Happens almost every weekend. They just don't get it.


----------



## Jason (Oct 2, 2007)

Yepper....launches are good entertainment!


----------



## Boat-Dude (Sep 24, 2011)

Is it they don't know or don't care?


----------



## MrFish (Aug 21, 2009)

Pier-Dude said:


> Is it they don't know or don't care?


Haven't figured that one out yet. I go to the ramp down from my house and can watch some clusters all day. Biggest thing to me is the folks cranking their engines while the foot is still 3 feet away from the water. Twice, it has been guys from GSPS backing in a new boat or freshly bought. Nothing like a burnt up impeller on your new boat.


----------



## JoeyWelch (Sep 25, 2009)

O-SEA-D said:


> To the jack nut launching the 17 Cape Horn this morning who got aggravated with me trying to launch my boat. First off you don't ready your boat for launch by parking on the boat ramp and blocking others from launching while you take your sweet time. Secondly you certainly don't park right in the middle of a two wide launch where two boats can be launched simultaneously if one guys not an idiot. You wanted to show discuss towards me while you were the problem. You should have hung around and maybe learned something about solo launching your boat. Not sure if you noticed but I ready my boat over by the store by pulling to the side and out of the way. You should try it sometime so your not "that guy" at the boat ramp.

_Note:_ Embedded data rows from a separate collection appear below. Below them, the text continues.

Issue #482, opened 2026-09-09
OpenCode permission and question dialogs never show as waiting


YoanWai:
### What happened

When OpenCode is blocked on a permission prompt or a question dialog, Agent Manager does not mark the session as waiting. The row stays idle, finished, or working, so the waiting badge, the attention filter, and the waiting notification never fire.

Claude, Codex, and Grok all ship waiting rules for their approval dialogs. OpenCode's built-in rules only cover errors and the working spinner:

```toml
[tools.opencode]
rules = [
  { state = "errored", pattern = "(?i)requires more credits" },
  { state = "errored", pattern = "(?im)^\\s*error\\b" },
  { state = "working", pattern = "(?m)^\\s*▣ +[^·\\n]+· [^·\\n]+$" },
  { state = "working", pattern = "esc interrupt" },
]
```

OpenCode 1.18's TUI draws those dialogs with stable chrome that the rules never look for:

- Permission: `Permission required`, `Allow once`, `Allow always`, `Reject`, `enter confirm` (`packages/tui/src/routes/session/permission.tsx`)
- Question: numbered options, `Type your own answer`, `enter confirm` / `enter submit`, `esc dismiss` (`packages/tui/src/routes/session/question.tsx`)

Plain-text questions that end in `?` above a turn-end duration still resolve to waiting through `turnState`. The modal permission and question overlays do not, so they are invisible in the list.

`matchScope` only pulls dialog chrome that sits below the composer into the match when a waiting rule already matches that footer (`hasWaitingFooter`). OpenCode has no such rule, so even a dialog that replaced the input box cannot flip the row.

Existing `config.toml` files that already list OpenCode rules will not pick up new waiting patterns from backfill (`mergeTool` only copies default rules when the user list is empty). New installs get them; older configs need the patterns added or a targeted merge.

### What I expected

An OpenCode session sitting on a permission prompt or a question dialog should be `waiting`, the same way Claude's "Enter to confirm" and Codex's numbered approval dialogs already are.

### Steps

1. Start an OpenCode session with permissions set to ask.
2. Give it a task that needs a tool approval (a shell command or an edit).
3. When OpenCode shows `Permission required` / `Allow once`, look at the Agent Manager row.

Same for an agent `question` dialog (`Type your own answer`, numbered choices).

### Which agent CLI

OpenCode

### agent-manager version

0.36.0

### Operating system

macOS

### tmux version

tmux 3.7b

### Which agent CLI

Grok Build

[...]

PR #510, opened 2026-09-15
fix(status): read an opencode turn that died on a provider error as errored

### LINKED ISSUE #509: OpenCode turn that dies on a provider error flaps working/finished every 20s
### What happened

Just asking here but if You could tell that he was aggravated, why would you not ask him what his problem was face to face? It just seems kinda useless to pass up a chance to perhaps, "educate" him and start a rant post. 

I get the rant, really I do. I hate selfish people, especially when they're blocking a boat launch. But If I'm close enough to a person to get the "your bothering me" vibe, I'm going to confront them with it.


----------



## Boat-Dude (Sep 24, 2011)

MrFish said:


> Haven't figured that one out yet. I go to the ramp down from my house and can watch some clusters all day. Biggest thing to me is the folks cranking their engines while the foot is still 3 feet away from the water. Twice, it has been guys from GSPS backing in a new boat or freshly bought. Nothing like a burnt up impeller on your new boat.


GSPS?

I don't know whats peoples deal is, I am a launch noob but I have my boat plug in, wench hook off, ropes on one side in the cleats ready to grab, key in ignition, battery switch on, fuel bulb pumped, costas on before I even pull up to the ramp, I back up wife grabs the ropes, I back down, bump breaks, in the water it goes, wife pulls it down out of the slip to the outer dock out of the way, ties off, fires up the motor to warm up and check to make sure the water pump is pumping.


----------



## 192 (Oct 1, 2007)

Probably was that retired S-3 guy again. Can't remember his name, Jim something or other.


----------



## sealark (Sep 27, 2007)

And then you have my pet peeve, The wash down Ramp, On a busy day when someone pulls up and blocks BOTH wash down sites on one side, Then goes up to the head comes back and starts to wash his boat down with soap and a scrub brush. Those spots are set up for two boats on each side and a sign says Rinse and flush ONLY. Then people wonder why the hose ends have no fittings on them? It's because some are to lazy to put the hoses back on the rack or at least drag them onto the grass where the fittings wont get run over by the next boater driving up.


----------



## O-SEA-D (Jun 28, 2016)

jlw1972 said:


> Just asking here but if You could tell that he was aggravated, why would you not ask him what his problem was face to face? It just seems kinda useless to pass up a chance to perhaps, "educate" him and start a rant post.
> 
> I get the rant, really I do. I hate selfish people, especially when they're blocking a boat launch. But If I'm close enough to a person to get the "your bothering me" vibe, I'm going to confront them with it.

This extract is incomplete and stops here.